§ WHAT TO WORK ON: Identify the lines in the data below that contain "acking" and give only how many there are.

====== MATERIAL FOR THE TASK ======

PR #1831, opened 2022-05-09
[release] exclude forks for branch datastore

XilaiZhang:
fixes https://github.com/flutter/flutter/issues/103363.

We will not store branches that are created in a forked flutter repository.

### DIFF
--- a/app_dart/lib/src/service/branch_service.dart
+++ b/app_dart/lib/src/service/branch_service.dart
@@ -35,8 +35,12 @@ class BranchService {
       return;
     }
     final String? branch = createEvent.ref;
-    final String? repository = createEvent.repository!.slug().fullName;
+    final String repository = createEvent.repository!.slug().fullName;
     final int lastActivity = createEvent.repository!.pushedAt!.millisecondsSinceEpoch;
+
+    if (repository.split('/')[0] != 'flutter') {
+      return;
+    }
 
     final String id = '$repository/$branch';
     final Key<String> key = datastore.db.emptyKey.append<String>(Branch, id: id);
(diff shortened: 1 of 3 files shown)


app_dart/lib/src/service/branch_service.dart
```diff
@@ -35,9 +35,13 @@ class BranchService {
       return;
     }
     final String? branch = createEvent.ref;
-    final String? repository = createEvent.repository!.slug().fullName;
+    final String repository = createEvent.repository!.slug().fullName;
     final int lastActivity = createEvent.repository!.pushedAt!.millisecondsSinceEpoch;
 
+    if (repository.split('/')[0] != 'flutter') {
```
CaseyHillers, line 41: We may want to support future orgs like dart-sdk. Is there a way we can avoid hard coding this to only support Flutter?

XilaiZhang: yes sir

======
====== MATERIAL FOR THE TASK ======

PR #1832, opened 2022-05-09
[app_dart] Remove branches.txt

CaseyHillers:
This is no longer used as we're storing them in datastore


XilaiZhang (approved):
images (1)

======
====== MATERIAL FOR THE TASK ======

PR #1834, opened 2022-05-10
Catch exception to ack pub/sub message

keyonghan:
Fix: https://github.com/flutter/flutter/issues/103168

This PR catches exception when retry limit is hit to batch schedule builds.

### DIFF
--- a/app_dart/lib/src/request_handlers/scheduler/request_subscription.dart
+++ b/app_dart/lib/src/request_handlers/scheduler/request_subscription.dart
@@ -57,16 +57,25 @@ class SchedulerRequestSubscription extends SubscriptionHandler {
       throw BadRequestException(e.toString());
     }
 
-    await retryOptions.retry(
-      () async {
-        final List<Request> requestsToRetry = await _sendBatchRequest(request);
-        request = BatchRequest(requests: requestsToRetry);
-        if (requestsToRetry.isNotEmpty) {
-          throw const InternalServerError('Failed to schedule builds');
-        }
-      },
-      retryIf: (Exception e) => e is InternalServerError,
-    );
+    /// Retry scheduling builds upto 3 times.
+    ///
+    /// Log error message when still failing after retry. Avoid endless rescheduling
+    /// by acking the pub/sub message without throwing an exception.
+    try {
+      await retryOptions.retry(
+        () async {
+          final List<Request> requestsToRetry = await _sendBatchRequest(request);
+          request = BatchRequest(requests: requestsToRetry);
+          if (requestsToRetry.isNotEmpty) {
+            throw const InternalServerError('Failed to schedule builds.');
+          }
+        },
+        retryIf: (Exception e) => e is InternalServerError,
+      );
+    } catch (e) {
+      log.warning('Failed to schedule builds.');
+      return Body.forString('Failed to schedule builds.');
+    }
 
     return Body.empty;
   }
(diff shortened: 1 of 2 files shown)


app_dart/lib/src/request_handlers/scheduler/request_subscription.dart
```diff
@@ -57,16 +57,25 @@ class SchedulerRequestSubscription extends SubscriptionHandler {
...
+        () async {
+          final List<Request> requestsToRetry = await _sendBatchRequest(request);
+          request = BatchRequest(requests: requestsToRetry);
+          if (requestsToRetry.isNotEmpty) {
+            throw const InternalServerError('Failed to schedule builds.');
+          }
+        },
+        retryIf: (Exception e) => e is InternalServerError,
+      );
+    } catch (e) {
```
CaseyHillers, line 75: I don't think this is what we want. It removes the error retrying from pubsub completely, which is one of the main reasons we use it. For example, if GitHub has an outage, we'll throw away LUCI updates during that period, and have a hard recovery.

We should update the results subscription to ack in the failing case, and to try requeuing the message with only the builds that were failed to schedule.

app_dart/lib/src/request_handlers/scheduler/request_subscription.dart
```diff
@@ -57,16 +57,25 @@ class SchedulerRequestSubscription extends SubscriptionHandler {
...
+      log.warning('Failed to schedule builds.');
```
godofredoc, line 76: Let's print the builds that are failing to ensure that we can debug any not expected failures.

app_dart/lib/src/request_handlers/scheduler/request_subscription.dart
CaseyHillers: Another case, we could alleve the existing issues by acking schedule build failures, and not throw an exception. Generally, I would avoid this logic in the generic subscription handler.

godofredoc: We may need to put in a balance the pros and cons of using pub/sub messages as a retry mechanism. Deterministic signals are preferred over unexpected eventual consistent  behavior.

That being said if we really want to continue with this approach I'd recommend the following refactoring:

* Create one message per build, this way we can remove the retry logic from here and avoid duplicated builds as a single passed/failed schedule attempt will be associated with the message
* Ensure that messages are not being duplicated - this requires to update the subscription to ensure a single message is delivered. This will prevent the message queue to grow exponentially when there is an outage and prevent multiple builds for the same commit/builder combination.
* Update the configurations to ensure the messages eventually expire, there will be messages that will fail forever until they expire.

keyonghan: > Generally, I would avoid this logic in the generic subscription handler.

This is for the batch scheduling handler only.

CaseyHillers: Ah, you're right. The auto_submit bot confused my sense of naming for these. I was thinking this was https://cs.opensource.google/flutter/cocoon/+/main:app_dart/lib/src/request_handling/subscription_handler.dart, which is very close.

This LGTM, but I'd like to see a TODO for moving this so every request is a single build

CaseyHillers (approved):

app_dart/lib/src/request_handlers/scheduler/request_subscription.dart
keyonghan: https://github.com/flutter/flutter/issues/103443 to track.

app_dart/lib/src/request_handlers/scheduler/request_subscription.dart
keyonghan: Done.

======

§ OUTPUT: 2